In Islam, in the past and even still today, the issue of apostasy (riddah) and apostate (murtadd) has arisen. The most safe and correct interpretation of the matter which reconciles with the spirit of tradition and life of the Prophet (prayers and peace be upon him) is the one that implies that the killing of the apostate refers to the traitor to the community (kha’in al-jama‘), he who reveals secrets and causes damage to his adversaries, an equivalent to high treason under international law. This is what the Prophet (prayers and peace be upon him) intended in saying: “If somebody (a Muslim) discards his religion, kill him” (Bukhari 3017), and which finds confirmation in another of his sayings (prayers and peace be upon him): “If somebody (a Muslim) abandons his religion, he is the one who has split from the community” (Bukhari 6887, Muslim1676). To abandon the community of Muslims meant joining the rival group of the infidels (mushrikun), Islam’s enemies in the context of the wars of the time. Apostasy was therefore political in nature, and not linked to doctrine.

The noble Qur’an speaks about doctrinal apostasy in many verses and does not envisage an earthly punishment but a punishment in the afterlife: “And whoever of you reverts from his religion [to disbelief] and dies while he is a disbeliever - for those, their deeds have become worthless in this world and the Hereafter, and those are the companions of the Fire, they will abide therein eternally” (2:217). Furthermore, there are some references in the biography of the Prophet, including the Treaty of Hudaybiyyah which stipulated that those who converted to Islam to then leave it (irtadda) and go back to the tribe of the Quraysh would not be sought by Muslims, while the nonbelievers who wanted to join the Muslims would have been welcomed in the Ummah. The Prophet (prayers and peace be upon him) did nothing to the Bedouin who, after converting to Islam, asked to annul his profession of faith (shahada): he left the city of Medina without being harmed. The Prophet (prayers and peace be upon him) said: “Medina is like a pair of bellows: it expels its impurities and makes the good stand out.” At the time of the Prophet other cases of apostasy occurred without prosecution.
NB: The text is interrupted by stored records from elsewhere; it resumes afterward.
PR #868, opened 2026-08-17
6/12 test: add the Playwright end-to-end suite and its runner configuration

kaljarv:
# 6/12 · `test: add the Playwright end-to-end suite and its runner configuration`

**Stack position: 6 of 12.** Base: `ship/v0.2-akita-04-dev-seed`. Head: `ship/v0.2-akita-05-e2e-tests`.
**195 files changed, 23,325 insertions, 778 deletions.**

**This PR is the whole test tree, as one commit.** That is deliberate and it satisfies a stated
requirement of the restructure: *all tests are one commit*. `git log --oneline base..head` returns
exactly **1**, and there is no second test-typed commit anywhere in the stack to collapse into it.
The coincidence is structural rather than lucky — this slice's path filter is the single token
`tests`, so "one slice", "one commit" and "all tests" are the same set by construction.

---

   zero files.

every off-diagonal cell of the pairwise overlap matrix is `0`. Re-verified after the slice above this
one was cut: the seven cut slices plus the untouched remainder produce tree `06f7ab4f4`, which is the
development branch's tree hash, and the partition arithmetic closes at a gap of `0` —
252 + 97 + 119 + 162 + 195 + 533 + 2,934 = 4,292, the comparable file total. The remainder also
decomposes independently, without reference to the catch-all: 213 + 329 + 39 + 37 + 2,316 = 2,934.)

## What you are looking at

The root `tests/` tree: the Playwright end-to-end suite, its fixtures, its runner configuration, and
its support harness. It runs against the frontend the next two PRs rewrite, seeded by the
`@openvaa/dev-seed` package PR 5 added, through the Supabase schema PR 4 added.

| Area | Files |
| --- | ---: |
| `tests/tests/specs/**` — the specs themselves | 43 added `.spec.ts` (plus 3 deleted) |
| `tests/tests/fixtures/**`, `tests/tests/support/**`, `tests/tests/utils/**` — page fixtures, the mock OIDC issuer, test ids, scans | ~120 |
| `tests/playwright.config.ts`, `tests/README.md`, runner + type config | ~10 |
| deleted Strapi-era specs and helpers | 7 |

By extension: **171 `.ts`** in the diff; 191 tracked `.ts`/`.md`/config files under `tests/` at this head.

- **`tests/playwright.config.ts` is where the suite's shape lives** — the project graph, the
  dependency chain, and three guards that run at *config-load* time and abort the whole run rather
  than fail a spec: an orphan-probe check, a soft-assertion budget, and a teardown-prefix uniqueness
  check. `npx playwright test --list` exercises all three; it reports **143 tests in 94 files** and
  passes.
- **The suite has a served-application preflight** in global setup that cannot be skipped by any flag
  or environment variable. It asserts that the page under test came from *this* checkout — the server
  must serve and echo back this working tree's absolute path — not merely that something answered on
  the port. `tests/README.md` § Run explains how to read a preflight failure field by field.
- **`tests/support/mock-oidc-*.pem` commits a private key, and that is intentional and documented.**
  It is a 2048-bit RSA test key with `CN=127.0.0.1`, un-ignored by an explicit two-line `.gitignore`
  exception carrying a four-line rationale; the issuer binds `127.0.0.1` only, never a public
  interface. `tests/utils/testKeys.ts` does the same for its inline JWKs and states the failure mode
  outright ("reusing these in prod would enable id_token spoofing"). Named here so nobody has to
  wonder.
- **`tests/.gitignore` is load-bearing** and is one of three files in this tree that appear in *no*
  slice's diff (byte-identical across the layout move). Its `playwright*/` rule is what keeps the
  visual chain's `storageState` — a live candidate session cookie — out of git. Asserted:
  `git ls-files tests/` matches `playwright/`, `.auth` and `blob-report` **0** times each.

## Why no checks run here

`ship/v0.2-akita-04-dev-seed`, a sibling branch, so **no checks run — and that is correct behaviour,
not a misconfiguration.** Only PR 1 of the stack fires CI at all. Asserted, not predicted:
`gh pr checks` on the four already-open stacked PRs returns *"no checks reported"* on each.

**Do not read that as "the e2e job exists and was skipped."** The workflow file at this branch's head
is still `main`'s — byte-identical, blob `c2fdcedb2` — and it defines exactly three jobs:

**`Setup Yarn 4.6`** with

```
```

**Being honest about the green signal for THIS PR, because it is the one PR where it matters most.**
Every other PR in this stack can point at a local run. This one cannot yet, and saying otherwise would
undercut the suite's whole purpose:

> **The 43 specs in this PR have not been run.** Running them needs a dev server on `:5173` and a
> seeded local Supabase, and this project's own rule is that a did-not-run E2E test counts as a
> failure rather than a pass. **So this PR does not claim a green suite.** The suite is run once, in
> full, against the post-review-sweep tip of the development branch, and that run — not per-PR CI and
> not this PR — is the stack's collective proof. It is the last step of the work that produced this
> stack.

What *was* obtained is real and has a real failure mode: `npx playwright test --list` loads
`playwright.config.ts` with all three config-load guards active and reports 143 tests in 94 files.
A dropped spec, an orphaned probe or a drifted soft-assertion budget would have failed it. It is not
a suite pass and is not offered as one. `yarn typecheck:tests` is clean.

recorded verdict: 12 cells, all terminal. The three conditional blocks (Supabase Backend, Supabase
Adapter, Edge Functions) do not apply. Two general items are recorded `n/a` with their reason: there
is no `.svelte` component in the slice, and nothing in it defines user-facing app functionality that
would need a tracking event.

Where an item is enumerable it is reported as a count with the command behind it, not as an impression:

| Check | Checked | Result |
| --- | ---: | ---: |
| `any` in type position | 195 files | **0** — the cleanest result in the stack on this axis |
| secret-shaped literals (`eyJ…`, `password/secret/api_key/service_role` assignments) | 195 files | **0** — cleaner than PR 5, which carries two published-demo-key literals |
| `ignoreHTTPSErrors` | whole config | **1**, on the opt-in `bank-auth-journey` project only, never on the top-level `use`, with 11 lines saying why |
| `test.skip` / `test.fixme` / `test.only` / bare `skip(` / `fixme(` | 43 specs | **0**, before and after the sweep |
| visual baselines regenerated | this slice's commits | **0** — `-snapshots` and `__screenshots__` match 0 times |
| tracked files under `playwright/`, `.auth`, `blob-report` | `git ls-files tests/` | **0** each |
| specs the documented "full suite" actually runs | 43 | **38 before this sweep** — see below |

**52 defects were fixed on the development branch *before* this slice was cut**, so what you are

- **The README described a "full suite" that skipped 5 of the 43 specs.** The project inventory omitted
  the `_probes` project entirely, while the `test:e2e` script appends `--grep-invert @probe` — so 12%
  of the suite never ran in what the documentation called a full run, and the script that *does* run
  them was undocumented. Both fixed.
- **Three files declared a rigidity contract they violated.** `candidate-journey.spec.ts` states
  "0 `expect.soft`" and carries 3; two page fixtures state "NO `expect.soft`" and carry 4 and 6. In the
  one slice whose credibility every other slice borrows, a file describing its own rigour falsely is
  the finding. Each header was made **true** — the count, where the soft calls are, why soft is right
  there, and that the file sits outside the config's soft-assertion budget table. The budget table was
  deliberately *not* widened; the config reserves that for an explicit decision and now names these
  three files as a recorded follow-up.
- **38 comments had been left ungrammatical by an earlier automated cleanup pass, and one was
  load-bearing** — the sentence recording a knowingly-deferred decision about a config guard's scope,
  rendered unreadable. All 38 repaired. Found by comparing the cleanup commit's own before/after line
  pairs rather than by grepping the tree; a grep for the same damage signatures returns 672 candidates,
  almost all of them ordinary `...` spread syntax and possessives.
- **The Developers' Guide made six false claims about this suite** — a dataset "imported via Admin
  Tools API" (it is a `bulk_import` RPC; Admin Tools was the Strapi plugin PR 2 deletes), an auth step
  described as part of the default chain when it is declared only under a visual-testing flag, two
  environment variables with zero code references, and a `yarn dev:down` command that does not exist.
  Those pages live under `apps/docs/**` and are reviewed in **PR 10**.

- **Keyboard navigation has no automated gate anywhere in this suite, and the accessibility gate that
  does exist reaches 5 URLs.** The axe scan is default-on and asserts against all four WCAG tags, but
  its route table resolves to **5 distinct URLs × 2 themes** — measured, not estimated — which leaves
  **31 of the 36 page routes never scanned**, including every candidate-app route, every admin route,
  and the voter question flow. The raw-i18n-key scan has exactly the same reach, because its only call
  site is inside the axe helper. And axe is a static-DOM auditor: it does not tab through the UI, so
  the keyboard half of the requirement is uncovered even on the 5 URLs it does reach. Widening the
  route table and adding a keyboard gate is net-new test authorship and is scoped to a later phase.
- **CI sets `retries: 3`, which can turn a flake green.** Accepted, because the remedy already exists
  and is in this PR: `determinism-batch.sh` **refuses to start** with `CI` set, for exactly this
  reason, and fails a batch outright when the flaky count is non-zero; four projects pin `retries: 0`
  where a retry would mask a state-mutating assertion. The full-suite run that is this stack's real
  gate is local and non-CI at `retries: 0`.

195 files is inside GitHub's file budget, but **23,325 + 778 = 24,103 changed lines is over the
20,000-line diff cap**, so the Files-changed tab will collapse part of this PR behind "Load diff".
That is known and accepted rather than fixed by re-partitioning: splitting the test tree would break
the *all tests are one commit* requirement this PR exists to satisfy. If you want a guided path, the
per-item verdicts with file-and-line citations are linked at the bottom.

## The stack

`main`.

| **6** | **`ship/v0.2-akita-05-e2e-tests`** ← *you are here* | add the Playwright end-to-end suite and its runner configuration | **195** | **23325** | **778** |
| 12 | `ship/v0.2-akita-11-planning` | add the v0.2 planning record and agent configuration | 2316 | 866928 | 100 |

is what a reviewer actually sees. Rows below the current frontier are from the partition's dry run and
move slightly as fixes land on the development branch before each slice is cut — row 7 is measured
(it was cut alongside this PR's opening) and rows 8–12 are not yet.

## Full evidence

**"Slice 05 — `ship/v0.2-akita-05-e2e-tests`"**.

[151-DISPOSITION.md § Slice 05](https://github.com/OpenVAA/voting-advice-application/blob/ship/v0.2-akita-11-planning/.planning/phases/151-ship-v0-2-akita-review-stack/151-DISPOSITION.md#slice-05--shipv02-akita-05-e2e-tests)


kaljarv (commented):
Cursorily checked as non-essential.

The wars that Abū Bakr (may Allah be pleased with him) started against the apostates were political wars in the more general sense of the term, against a faction that had refused to obey the leadership, attempted to dismantle the unity of the community, and tainted understanding of religion by destroying one of the pillars. It is well known that the religion was, and is still today, the main pillar of stability in society. How much sedition (fitan) and how much conflict a corrupted interpretation (ta'wil) of the religion as well as the exploitation of the faith itself can cause!
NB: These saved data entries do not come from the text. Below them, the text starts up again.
PR #869, opened 2026-08-17
7/12 feat: rewrite the frontend library layer on Svelte 5 runes and the Supabase adapter

kaljarv:
# 7/12 · `feat: rewrite the frontend library layer on Svelte 5 runes and the Supabase adapter`

**Stack position: 7 of 12.** Base: `ship/v0.2-akita-05-e2e-tests`. Head: `ship/v0.2-akita-06-frontend-lib`.
**GitHub will show you 528 files changed, 22,550 insertions, 8,179 deletions.** Measured without
rename detection — the convention used for every row of the stack table at the bottom of this body —
the same commit is **533 files, +22,715, −8,344**. The difference is five rename pairs that GitHub
collapses into five single entries; both numbers are correct and they are reconciled at the end of
"How GitHub will render this".

**Read the rendering note below before you open the Files-changed tab.** This is the only PR in this
stack — other than the planning record at the top — that exceeds *both* of GitHub's diff-rendering
budgets. You will not be shown all of it, and the section "How GitHub will render this" tells you what
to do about that.

---

   zero files.

not asserted: every off-diagonal cell of the pairwise overlap matrix is `0`, and re-verified after the
two slices above this one were cut — the nine cut slices plus the untouched remainder produce tree
`276d89a94`, which is the development branch's tree hash, and the partition arithmetic closes at a gap
of `0`: 252 + 97 + 119 + 162 + 195 + 533 + 214 + 330 + 2,394 = **4,296**, the comparable file total.
The remainder also decomposes independently, without reference to that catch-all measurement:
39 + 37 + 2,318 = 2,394.

## What you are looking at

`apps/frontend/src/lib` — the frontend's whole library layer, and the largest single reviewing surface
in the stack. **212 files added, 60 deleted, 261 modified.**

| --- | ---: | --- |
| `i18n/` | 154 | 102 added, 52 modified. The message catalogues and the `t()` wrapper. |
| `contexts/` | 108 | The Svelte 5 rune-native context layer that replaces the old `svelte/store` seam — app, voter, candidate, admin, data, layout, i18n, component, auth. |
| `components/` | 102 | The base component library (Button, Input, Select, Modal, Expander, Tabs, Video, …). |
| `api/` | 67 | The Supabase adapter (24 files), the universal adapter base, and the data/writer seams. |
| `dynamic-components/` | 48 | The data-aware components — entity cards and lists, filters, feedback, question inputs. |
| `utils/`, `candidate/`, `server/`, `admin/`, `auth/`, `types/`, `supabase/`, `_guards/` | 54 | Route building, sanitisation, logging, the admin job pipeline, and the lint-guard fixture. |

By extension: **278 `.ts`**, **110 `.svelte`**, **137 `.json`**, **8 `.md`**.

Three things are worth going to directly:

- **`contexts/` is where the milestone's central change lives.** The old `svelte/store` bridges are
  gone; contexts are rune-native classes. Two of their properties behave in a way no compiler, lint
  rule or type can enforce, and the project has a documented incident where a violation shipped — see
  the next section, which is the single most useful thing in this PR body.
- **`api/adapters/supabase/` (24 files) is the entire data path.** It replaces the deleted Strapi
  provider with a Supabase adapter built on a mixin that threads SvelteKit's load `fetch` through so
  the same code runs on the server and in the browser against one session.
- **`i18n/wrapper.ts` decides what a user sees when a translation is missing.** `t()` checks runtime
  overrides, then a compiled Paraglide message, and **on a throw or a miss returns the key itself** —
  so an i18n defect surfaces to a user as a raw dotted identifier rather than as an error. That
  behaviour is why PR 9 (the message catalogues) is worth reading as a correctness surface and not as
  a translation dump.

## The two reactivity rules a reviewer cannot see, and how this PR was checked against them

The contexts expose two classes of property with **different reactivity semantics under
destructuring**, and getting it wrong produces a component that renders once and then silently stops
updating. Nothing enforces either rule — not `tsc`, not ESLint, not a test.

1. **Value-replacing reactive accessors** (`appSettings`, `locale`, and the array getters like
   `selectedElections`, `opinionQuestions`, `matches`). Destructuring one invokes the getter **once**
   at component init and binds the value; later reads are reads of a dead local. They must be read as
   `ctx.X`, optionally aliased through `$derived(ctx.X)`.
2. **Identity-stable accessors** — `dataRoot`, whose object reference *never changes* and whose only
   reactive signal is a private version counter bumped on update. For this one a `$derived` alias is
   **also** wrong: the alias recomputes on every bump, yields the same reference every time, and
   Svelte 5's referential-equality rule then skips downstream notification. The consumer keeps the
   pre-mount snapshot. Warm navigation masks it; a cold direct-URL entry exposes it. The only safe
   form is `ctx.dataRoot.<prop>` read **directly inside the consuming tracking scope**.

Rather than sample, every consumer in this slice was enumerated mechanically and read individually:

| Check | Result |
| --- | ---: |
| context destructuring sites in `src/lib` | **60** |
| of those, destructuring a reactive accessor | **0** |
| `dataRoot` consumers in `src/lib` | **5** |
| of those, bound to an intermediate `$derived` alias | **0** |

All five `dataRoot` consumers read through the accessor inside their own tracking scope and say so in
a comment; one defers the read into the consumer with an explicit thunk (`dataRoot: () => DataRoot`,
called inside `$derived.by`). **This slice is clean, and clean deliberately.** The same scan was then
extended past the pathspec boundary into the routing surface, because the same contexts are consumed
there — and that is where three findings were: one genuine defect and two look-alikes. All three are
handled in PR 8, which is where those files live.

recorded verdict: **12 general items plus the three Supabase Adapter items**, all terminal, no blanks.
The adapter block applies to **this slice and to no other in the stack**, so a miss here has no second
chance and all three are proven by enumeration rather than by sample:

| Adapter item | Checked | Conforming |
| --- | ---: | ---: |
| Adapter classes use the mixin's `fetch`-carrying initialiser | 4 concrete classes | **4** |
| Row mapping goes through the shared column map | 11 read-mapping sites; 24 files scanned for hand-rolled case conversion | **11**, and **0** hand-rolled |
| Route guards use the safe session accessor | 9 safe call sites | **9**, and **unsafe-in-a-guard = 0** |

That last number is the one that matters, because `getSession()` compiles exactly as readily as
`safeGetSession()` and nothing anywhere enforces the difference. Both bare `getSession()` occurrences
are named individually rather than netted: one **is** `safeGetSession`'s own implementation and
validates via `getUser()` on the next line, and the other is a data-read method whose `role` does
reach an authorization decision — but behind a `safeGetSession` gate that runs first and redirects.

Where an item is enumerable it is reported as a count with the command behind it, not as an
impression:

| Check | Checked | Result |
| --- | ---: | ---: |
| `{@html}` occurrences / of those wrapped in the sanitiser | 533 files | **19 / 19** — difference **0** |
| `eval(` / `new Function(` | 533 files | **0** |
| secret-shaped literals (`eyJ…`, `password`/`secret`/`api_key`/`service_role` assignments) | 533 files | **0** |
| `any` in type position | 533 files | **6**, in 4 files, **all 6 now documented** |
| `@ts-ignore` | 533 files | **0** (one `@ts-expect-error`, with a four-line note) |
| `svelte/store` imports | 533 files | **0** (the frontend's own lint config makes one an error) |
| `svelte-ignore` directives / of those suppressing an a11y rule / carrying a rationale | 533 files | **26 / 9 / 9** |
| tracking-event call sites whose event name is a union member | 13 | **13** |
| visual baselines regenerated | this slice's commits | **0** |

**Nine defects were fixed on the development branch *before* this slice was cut**, so what you are

- **Four component usage examples documented an API that no longer exists.** Their `@component`
  docblocks showed `bind:selected={$selectedConstituencies}` and `answer={$voterAnswers[question.id]}`
  — the `$store` auto-subscription syntax for the seam this milestone deletes, which the frontend's
  own ESLint config now makes an **error**. A reader copying the documented usage would write code
  that cannot compile. One was wrong a second, independent way: the prop is typed `Id | null` and the
  example passed an `Answer`.
- **Five `console.*` statements bypassed the admin job controller, two at ERROR level.** One shipped
  an entire `Election` object and another every candidate-nomination id, unguarded, on every run of a
  job an admin triggers from the UI — neither an error, and neither reaching the admin. The two were
  deleted and the three progress dumps moved onto the controller, which writes where an admin can see
  them. `console.*` under `server/admin` is now 0.
- **A tracked file whose *name* was editor debris** — `README.md 21-40-30-014.md`, a space and a
  timestamp-shaped suffix. No content grep could ever have found it. Renamed; a filename scan over
  every file under this pathspec finds no second instance.
- **Three `Array<any>` mixin rest parameters were undocumented, and the reason they were invisible is
  the finding.** They do not trip the lint gate because `no-explicit-any` is configured with
  `ignoreRestArgs: true` — they were exempted by configuration, not judged conforming. The comments
  now say so.

## Three things a reviewer should know are open

None is deferred quietly; each is recorded with its reason.

- **The accessibility gate cannot see most of this slice.** The axe scan reaches **5 distinct URLs ×
  2 themes** — measured, not estimated — and it reaches components only *transitively*, through what
  those five URLs happen to render. Of this slice's 110 components, any not mounted on `/`,
  `/elections`, `/constituencies`, `/questions` or `/results` is **not examined by that gate at all**,
  including every candidate-app and admin-app component. The raw-translation-key scan has exactly the
  same reach, because its only call site is inside the axe helper. And axe is a static-DOM auditor: it
  does not tab through the UI, so the **keyboard** half of the requirement is uncovered even on the
  five URLs it does reach — and this slice contains the hand-rolled interactive primitives that make
  that requirement real (`Select` with `aria-activedescendant` and index navigation, the radio-group
  focus-out handling in `QuestionChoices`, `Tabs`, `Expander`, `Modal`). Widening the route table and
  adding a keyboard gate is net-new test authorship and is scoped to a later phase.
- **A real duplication is shipping unfixed.** `EntityListControls` and `EntityListWithControls` carry
  the same three filter handlers — including an identical tracking guard and an identical five-line
  active-filter chain — followed by near-identical control markup, and the extraction target already
  exists beside them. Not fixed because extracting a shared handler is code restructuring, which this
  review pass deliberately excludes, and because it is behaviour-adjacent in the filter path with no
  end-to-end gate available to prove it safe. The remedy is recorded so nobody has to re-derive it.
- **The write half of the row-mapping contract has no production consumer.** `mapRowToDb` and the
  reverse property map are exported and unit-tested with **zero call sites** anywhere in the
  repository, and the write that would want them cannot use them: the shared column map lacks the
  operational columns of the admin-jobs table, so the writer that would need `mapRowToDb` correctly
  spells twelve snake_case keys by hand. Both docblocks now state that and the precondition for future
  use. Widening the map is a change to the package in PR 4, which is already open.

## Why no checks run here

`ship/v0.2-akita-05-e2e-tests`, a sibling branch, so **no checks run — and that is correct behaviour,
not a misconfiguration.** Only PR 1 of the stack fires CI at all. Asserted, not predicted:

**Do not read that as "the jobs exist and were skipped."** The workflow file at this branch's head is

**`Setup Yarn 4.6`** with

```
```

**What was actually run, locally, against the development branch tip that these slices are cut from:**
`yarn build` 14/14 packages, `yarn test:unit` **1,522 tests across 149 files**, `yarn lint:check`
**0 errors** — each measured under a forced (uncached) run. **The 43 end-to-end specs were not run**;
that suite needs a dev server and a seeded local database, and this project's own rule is that a
did-not-run E2E test counts as a failure rather than a pass, so **no green suite is claimed for this
PR**. The suite is run once, in full, against the post-review tip, and that run — not per-PR CI — is
the stack's collective proof.

**This PR exceeds both of GitHub's rendering budgets, and it is the only one in the stack that does
apart from the planning record at the top.**

| Budget | This PR, as GitHub counts it | Over by |
| --- | --- | --- |
| ~300 files before the Files-changed tab truncates | **528 files** | 228 |
| 20,000 changed lines before diffs collapse behind "Load diff" | **30,729** (22,550 + 8,179) | 10,729 |

**Reconciling the two file counts, because you will see one number here and another in the stack table
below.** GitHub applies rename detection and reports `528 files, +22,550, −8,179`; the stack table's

He who reflects upon political, social and civil conduct linked to rights, liberties, justice and equality among Muslims, and among their community and the followers of other faiths, as enshrined in the Charter of Medina, perceives how the most noble meanings of this charter remain adaptable and flexible, making it necessary to Muslims and to humanity in order to bring about the reconciliation and the coexistence that we seek. This demonstrates that its contents are inspired by Allah, the Lord, which includes man, time and space.